Opta stats show that West Ham fans are precisely 0.00 per cent enamoured of Tottenham Hotspur, and there’s a decent atmosphere at the London Stadium as a consequence.
“It might indeed get nawty – which, naturally, turned my thoughts to Danny Dyer,” writes Gary Naylor. “Twelve years ago, he was brilliant in The Business, a film that more pseudo-highbrows than just me treasure as a guilty pleasure. So, betting without Wilson Phillips and the OC, what’s yours Rob?”
Good question, Gartholomew. Does Masterchef count? When I was a twentysomething kid my guiltiest cinematic pleasures were crap postmodern slashers and the American Pie films, though I reckon I could still go into bat for the American Pies. The slashers, not so much.
This isn’t the only early kick-off today. The Old Firm derby is taking place at Ibrox, and you can follow that with Barry Glendenning.

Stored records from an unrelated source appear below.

PR #1940, opened 2024-03-21
:book: Create deploy-on-k3d.md

eaepstein:
Use K3D instead of Kind for improved performance.

## Summary
Document steps for running KS v0.21.0 on K3D.  The procedure could be simplified to more closely match running on Kind.

## Related issue(s)

Fixes #


eaepstein:
Fix commit and improve document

West Ham (3-4-3) Hart; Fonte, Reid, Ogbonna; Zabaleta, Kouyate, Noble, Cresswell; Antonio, Chicharito, Arnautovic.
Substitutes: Adrian, Masuaku, Byram, Rice, Ayew, Carroll, Sakho.
Spurs (3-4-2-1) Lloris; Alderweireld, Sanchez, Vertonghen; Aurier, Sissoko, Dier, Davies; Eriksen, Alli; Kane.
Substitutes: Vorm, Trippier, Walker-Peters, Winks, Nkoudou, Son, Llorente.
Hello and welcome to live coverage of the lunchtime meeting between the homesick henries of the Premier League. Spurs have away advantage against West Ham, and really need a win to keep the Mancunian pacemakers within sight. The next few weeks are likely to determine whether Spurs will challenge for the title again, or whether this will become a bit of a lost season in which they end up focussing on the cups.
West Ham have started to pick up after a difficult start to the season, though Slaven Bilic still has reason to look over his shoulder. And he keeps having those weird dreams about Rafa Benitez and Anne Boleyn. Both sides need a result, they don’t like each other, and Tottenham want to avenge the May defeat that ended their title challenge. It should be lively, it might be nawty; it kicks off at 12.30pm.